### Task item
Among the lines below, a stretch begins at the one with "PR #235, opened 2022-07-31" and ends at the one with "Looks reasonable to me.". Repeat that stretch exactly, ends included.

Collected data entries:

·····

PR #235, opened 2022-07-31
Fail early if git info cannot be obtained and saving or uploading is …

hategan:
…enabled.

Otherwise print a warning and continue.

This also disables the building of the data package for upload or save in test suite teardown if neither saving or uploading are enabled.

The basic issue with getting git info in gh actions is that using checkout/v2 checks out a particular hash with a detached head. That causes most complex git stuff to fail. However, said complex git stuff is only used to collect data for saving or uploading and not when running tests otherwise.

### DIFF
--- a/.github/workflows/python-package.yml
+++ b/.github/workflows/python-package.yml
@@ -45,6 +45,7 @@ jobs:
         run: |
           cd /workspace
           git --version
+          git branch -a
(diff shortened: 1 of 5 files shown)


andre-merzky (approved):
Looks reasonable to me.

·····

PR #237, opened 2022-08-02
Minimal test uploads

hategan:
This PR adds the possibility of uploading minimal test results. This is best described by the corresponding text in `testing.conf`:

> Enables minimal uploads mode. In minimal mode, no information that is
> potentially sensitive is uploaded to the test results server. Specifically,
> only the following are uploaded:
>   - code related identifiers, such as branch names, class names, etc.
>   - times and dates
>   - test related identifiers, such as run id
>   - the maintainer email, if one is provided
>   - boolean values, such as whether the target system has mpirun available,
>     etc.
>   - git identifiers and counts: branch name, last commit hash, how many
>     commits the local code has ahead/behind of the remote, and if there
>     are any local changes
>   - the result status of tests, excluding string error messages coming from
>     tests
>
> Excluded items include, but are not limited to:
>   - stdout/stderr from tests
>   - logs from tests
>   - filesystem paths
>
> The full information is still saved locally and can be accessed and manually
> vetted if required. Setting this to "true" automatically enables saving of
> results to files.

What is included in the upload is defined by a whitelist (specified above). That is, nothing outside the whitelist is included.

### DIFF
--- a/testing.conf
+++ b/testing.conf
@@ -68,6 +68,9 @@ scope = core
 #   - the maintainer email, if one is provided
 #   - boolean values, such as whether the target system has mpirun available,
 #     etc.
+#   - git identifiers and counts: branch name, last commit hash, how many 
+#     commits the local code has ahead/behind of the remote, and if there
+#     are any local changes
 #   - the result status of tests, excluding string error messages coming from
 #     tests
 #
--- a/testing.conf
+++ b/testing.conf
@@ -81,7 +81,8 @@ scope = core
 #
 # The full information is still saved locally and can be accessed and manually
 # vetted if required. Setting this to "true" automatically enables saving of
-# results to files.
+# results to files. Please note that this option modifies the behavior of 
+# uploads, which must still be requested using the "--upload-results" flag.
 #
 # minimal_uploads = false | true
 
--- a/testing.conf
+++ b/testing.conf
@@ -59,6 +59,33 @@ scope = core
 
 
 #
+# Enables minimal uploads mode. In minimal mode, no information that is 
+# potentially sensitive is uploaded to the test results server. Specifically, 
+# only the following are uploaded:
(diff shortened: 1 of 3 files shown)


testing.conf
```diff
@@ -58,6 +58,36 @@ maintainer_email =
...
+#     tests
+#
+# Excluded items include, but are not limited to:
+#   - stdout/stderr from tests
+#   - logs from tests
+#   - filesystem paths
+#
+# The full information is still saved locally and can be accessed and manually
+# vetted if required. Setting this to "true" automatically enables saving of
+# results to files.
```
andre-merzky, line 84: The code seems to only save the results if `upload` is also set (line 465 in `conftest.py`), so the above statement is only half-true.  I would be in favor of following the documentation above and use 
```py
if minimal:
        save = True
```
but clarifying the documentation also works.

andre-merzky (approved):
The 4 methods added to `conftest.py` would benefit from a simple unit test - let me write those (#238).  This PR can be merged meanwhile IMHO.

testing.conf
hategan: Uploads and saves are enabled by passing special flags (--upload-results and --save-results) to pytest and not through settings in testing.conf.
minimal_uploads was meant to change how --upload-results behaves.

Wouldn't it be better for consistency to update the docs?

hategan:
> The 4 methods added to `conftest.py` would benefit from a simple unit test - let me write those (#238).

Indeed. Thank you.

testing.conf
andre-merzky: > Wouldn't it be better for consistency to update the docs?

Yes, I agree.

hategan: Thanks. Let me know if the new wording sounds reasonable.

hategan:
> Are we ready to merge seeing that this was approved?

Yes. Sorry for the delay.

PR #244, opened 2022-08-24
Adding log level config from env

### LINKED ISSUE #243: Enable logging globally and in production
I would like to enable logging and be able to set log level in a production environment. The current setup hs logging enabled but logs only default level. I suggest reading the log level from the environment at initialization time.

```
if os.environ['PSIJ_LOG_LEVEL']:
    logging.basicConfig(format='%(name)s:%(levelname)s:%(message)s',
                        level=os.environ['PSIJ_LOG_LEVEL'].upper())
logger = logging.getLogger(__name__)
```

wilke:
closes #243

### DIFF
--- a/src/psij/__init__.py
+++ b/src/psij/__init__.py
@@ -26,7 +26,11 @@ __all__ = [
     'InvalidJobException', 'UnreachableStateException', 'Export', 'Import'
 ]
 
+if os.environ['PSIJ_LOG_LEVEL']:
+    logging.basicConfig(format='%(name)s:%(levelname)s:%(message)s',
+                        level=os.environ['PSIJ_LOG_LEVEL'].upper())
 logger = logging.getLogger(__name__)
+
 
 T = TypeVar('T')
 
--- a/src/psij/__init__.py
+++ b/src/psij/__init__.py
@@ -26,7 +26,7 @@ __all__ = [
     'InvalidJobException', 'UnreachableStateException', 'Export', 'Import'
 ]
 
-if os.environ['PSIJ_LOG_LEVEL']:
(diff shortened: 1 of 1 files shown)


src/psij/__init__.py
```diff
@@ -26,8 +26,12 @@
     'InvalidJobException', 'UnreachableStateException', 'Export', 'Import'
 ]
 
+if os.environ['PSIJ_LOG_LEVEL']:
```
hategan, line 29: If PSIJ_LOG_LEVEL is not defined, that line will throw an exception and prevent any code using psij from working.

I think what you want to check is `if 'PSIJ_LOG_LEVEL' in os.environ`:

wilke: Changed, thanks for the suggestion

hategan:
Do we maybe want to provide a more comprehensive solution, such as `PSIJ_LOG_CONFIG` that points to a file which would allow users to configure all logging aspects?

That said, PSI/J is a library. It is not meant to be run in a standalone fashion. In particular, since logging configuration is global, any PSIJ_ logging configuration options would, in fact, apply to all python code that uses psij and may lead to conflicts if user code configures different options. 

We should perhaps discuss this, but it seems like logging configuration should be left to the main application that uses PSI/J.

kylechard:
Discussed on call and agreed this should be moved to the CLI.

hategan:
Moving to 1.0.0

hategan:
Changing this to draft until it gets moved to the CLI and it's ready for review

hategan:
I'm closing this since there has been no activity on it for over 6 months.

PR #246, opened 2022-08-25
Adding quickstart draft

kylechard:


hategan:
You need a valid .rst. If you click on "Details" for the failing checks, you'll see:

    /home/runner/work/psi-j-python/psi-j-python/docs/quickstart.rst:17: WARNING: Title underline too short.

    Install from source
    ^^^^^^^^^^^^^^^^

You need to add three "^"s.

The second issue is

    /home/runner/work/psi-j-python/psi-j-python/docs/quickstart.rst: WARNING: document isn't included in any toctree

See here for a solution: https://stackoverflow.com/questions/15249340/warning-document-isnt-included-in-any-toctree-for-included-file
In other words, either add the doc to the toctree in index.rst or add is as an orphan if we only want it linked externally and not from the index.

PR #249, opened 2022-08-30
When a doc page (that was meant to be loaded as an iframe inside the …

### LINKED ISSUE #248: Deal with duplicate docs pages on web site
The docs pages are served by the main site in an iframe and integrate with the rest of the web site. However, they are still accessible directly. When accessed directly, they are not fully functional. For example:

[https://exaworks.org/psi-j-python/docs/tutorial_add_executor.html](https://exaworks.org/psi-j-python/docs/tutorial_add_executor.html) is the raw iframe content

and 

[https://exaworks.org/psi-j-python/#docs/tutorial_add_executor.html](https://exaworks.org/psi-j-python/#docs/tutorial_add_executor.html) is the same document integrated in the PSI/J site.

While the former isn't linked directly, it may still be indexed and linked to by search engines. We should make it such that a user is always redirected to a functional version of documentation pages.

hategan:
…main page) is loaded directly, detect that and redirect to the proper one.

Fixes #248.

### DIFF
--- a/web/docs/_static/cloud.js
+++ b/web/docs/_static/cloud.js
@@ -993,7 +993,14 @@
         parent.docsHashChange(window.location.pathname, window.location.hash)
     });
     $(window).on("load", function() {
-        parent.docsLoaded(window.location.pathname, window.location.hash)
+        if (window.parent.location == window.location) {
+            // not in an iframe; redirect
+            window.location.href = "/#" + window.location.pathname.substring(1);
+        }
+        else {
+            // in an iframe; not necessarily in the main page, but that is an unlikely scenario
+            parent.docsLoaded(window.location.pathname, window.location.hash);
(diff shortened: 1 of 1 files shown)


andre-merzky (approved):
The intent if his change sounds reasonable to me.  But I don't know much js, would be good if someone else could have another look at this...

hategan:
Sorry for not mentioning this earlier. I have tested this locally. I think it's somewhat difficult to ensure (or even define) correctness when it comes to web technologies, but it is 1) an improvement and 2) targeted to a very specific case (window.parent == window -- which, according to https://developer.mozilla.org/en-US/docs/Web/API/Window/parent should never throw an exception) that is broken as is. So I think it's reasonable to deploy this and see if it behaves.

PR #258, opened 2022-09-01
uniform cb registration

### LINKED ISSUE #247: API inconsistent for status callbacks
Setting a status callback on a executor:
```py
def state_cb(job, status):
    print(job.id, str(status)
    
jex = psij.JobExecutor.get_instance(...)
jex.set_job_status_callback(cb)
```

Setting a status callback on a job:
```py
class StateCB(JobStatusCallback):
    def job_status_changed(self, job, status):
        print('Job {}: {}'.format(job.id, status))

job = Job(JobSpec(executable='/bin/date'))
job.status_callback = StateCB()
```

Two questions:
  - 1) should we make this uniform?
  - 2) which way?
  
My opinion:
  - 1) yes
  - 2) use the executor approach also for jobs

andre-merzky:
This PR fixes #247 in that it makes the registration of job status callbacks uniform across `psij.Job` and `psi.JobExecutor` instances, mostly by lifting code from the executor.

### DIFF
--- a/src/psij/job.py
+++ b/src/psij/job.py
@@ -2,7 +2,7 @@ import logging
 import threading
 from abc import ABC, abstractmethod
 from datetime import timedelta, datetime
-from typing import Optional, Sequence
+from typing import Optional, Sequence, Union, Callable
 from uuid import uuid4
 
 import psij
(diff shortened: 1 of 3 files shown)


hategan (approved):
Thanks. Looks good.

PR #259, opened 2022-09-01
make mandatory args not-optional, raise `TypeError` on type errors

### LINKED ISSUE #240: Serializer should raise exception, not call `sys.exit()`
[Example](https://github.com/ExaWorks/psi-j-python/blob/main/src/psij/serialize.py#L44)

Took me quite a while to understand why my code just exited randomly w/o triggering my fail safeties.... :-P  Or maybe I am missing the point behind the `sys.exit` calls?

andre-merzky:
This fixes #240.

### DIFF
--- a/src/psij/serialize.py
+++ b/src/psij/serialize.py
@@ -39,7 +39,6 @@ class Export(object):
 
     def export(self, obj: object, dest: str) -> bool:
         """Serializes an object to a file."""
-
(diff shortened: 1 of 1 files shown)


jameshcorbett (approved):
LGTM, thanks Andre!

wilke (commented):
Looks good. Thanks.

·····

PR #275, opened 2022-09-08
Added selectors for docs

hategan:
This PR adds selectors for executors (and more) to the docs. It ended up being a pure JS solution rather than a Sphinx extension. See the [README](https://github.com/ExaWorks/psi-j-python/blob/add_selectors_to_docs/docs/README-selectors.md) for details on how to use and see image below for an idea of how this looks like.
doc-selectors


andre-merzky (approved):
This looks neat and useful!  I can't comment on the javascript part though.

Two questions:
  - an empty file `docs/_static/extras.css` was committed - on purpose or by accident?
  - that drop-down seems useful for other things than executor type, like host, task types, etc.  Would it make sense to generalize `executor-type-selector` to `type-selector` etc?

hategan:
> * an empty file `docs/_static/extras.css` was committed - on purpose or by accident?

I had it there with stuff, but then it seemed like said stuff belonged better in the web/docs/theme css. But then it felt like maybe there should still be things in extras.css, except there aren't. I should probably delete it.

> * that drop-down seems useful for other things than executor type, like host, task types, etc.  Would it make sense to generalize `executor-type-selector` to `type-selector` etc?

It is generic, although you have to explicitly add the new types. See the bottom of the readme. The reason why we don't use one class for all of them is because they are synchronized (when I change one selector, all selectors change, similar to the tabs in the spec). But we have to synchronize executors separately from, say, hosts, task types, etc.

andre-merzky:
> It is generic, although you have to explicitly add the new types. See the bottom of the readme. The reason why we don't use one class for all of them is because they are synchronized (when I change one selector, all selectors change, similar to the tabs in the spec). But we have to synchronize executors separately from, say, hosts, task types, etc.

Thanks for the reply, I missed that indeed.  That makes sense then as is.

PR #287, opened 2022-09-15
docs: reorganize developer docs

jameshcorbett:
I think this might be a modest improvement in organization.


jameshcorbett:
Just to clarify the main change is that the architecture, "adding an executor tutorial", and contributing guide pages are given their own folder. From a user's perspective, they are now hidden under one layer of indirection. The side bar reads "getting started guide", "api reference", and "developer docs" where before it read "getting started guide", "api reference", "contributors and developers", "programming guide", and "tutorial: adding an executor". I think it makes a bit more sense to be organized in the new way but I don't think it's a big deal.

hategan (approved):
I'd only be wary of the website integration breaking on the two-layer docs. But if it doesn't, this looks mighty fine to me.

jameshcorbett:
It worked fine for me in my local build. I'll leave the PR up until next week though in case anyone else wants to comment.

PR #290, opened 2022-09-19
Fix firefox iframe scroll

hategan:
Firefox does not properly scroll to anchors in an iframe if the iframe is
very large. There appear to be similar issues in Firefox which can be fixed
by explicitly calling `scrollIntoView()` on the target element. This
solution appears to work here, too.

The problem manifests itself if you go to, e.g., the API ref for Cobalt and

·····

### Written solution
PR #235, opened 2022-07-31
Fail early if git info cannot be obtained and saving or uploading is …

hategan:
…enabled.

Otherwise print a warning and continue.

This also disables the building of the data package for upload or save in test suite teardown if neither saving or uploading are enabled.

The basic issue with getting git info in gh actions is that using checkout/v2 checks out a particular hash with a detached head. That causes most complex git stuff to fail. However, said complex git stuff is only used to collect data for saving or uploading and not when running tests otherwise.

### DIFF
--- a/.github/workflows/python-package.yml
+++ b/.github/workflows/python-package.yml
@@ -45,6 +45,7 @@ jobs:
         run: |
           cd /workspace
           git --version
+          git branch -a
(diff shortened: 1 of 5 files shown)


andre-merzky (approved):
Looks reasonable to me.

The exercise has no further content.